* [TASK DESCRIPTION] Only the closing part of the listing is wanted: reproduce exactly the line containing "This broke piper." and all lines below it.

BEGIN EXERCISE INPUTS

PR #393, opened 2017-10-13
DBus API change to switch to discrete resolution lists

whot:
This builds on top of #392 

Changes from a dpi min/max to a discrete list of "here are the resolutions we support". This makes it easier for clients to do the right thing.


bentiss:
Not sure why, but you need to rebase this one too.

phomes:
This broke piper. Is an update for it being worked on?

Hjdskes:
I guess the breakage was.. intentional, considering @bentiss' comment :) I just opened https://github.com/libratbag/piper/pull/186.

PR #394, opened 2017-10-13
circle.yml: deploy docs when the master branch is updated

bentiss:
Note that the push requires a specific private key in the libratbag circle CI organization, meaning that only the master branch of libratbag will be allowed to push to the doc repo.

Note also that only the master branch will trigger the request:
- any PR will not trigger the request
- any push on the master branch of a personal repo will fail while attempting to write the docs, if the repo is setup to use circleCI too.

### DIFF
--- a/circle.yml
+++ b/circle.yml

END EXERCISE INPUTS

* [TASK SOLUTION]
This broke piper. Is an update for it being worked on?

Hjdskes:
I guess the breakage was.. intentional, considering @bentiss' comment :) I just opened https://github.com/libratbag/piper/pull/186.

PR #394, opened 2017-10-13
circle.yml: deploy docs when the master branch is updated

bentiss:
Note that the push requires a specific private key in the libratbag circle CI organization, meaning that only the master branch of libratbag will be allowed to push to the doc repo.

Note also that only the master branch will trigger the request:
- any PR will not trigger the request
- any push on the master branch of a personal repo will fail while attempting to write the docs, if the repo is setup to use circleCI too.

### DIFF
--- a/circle.yml
+++ b/circle.yml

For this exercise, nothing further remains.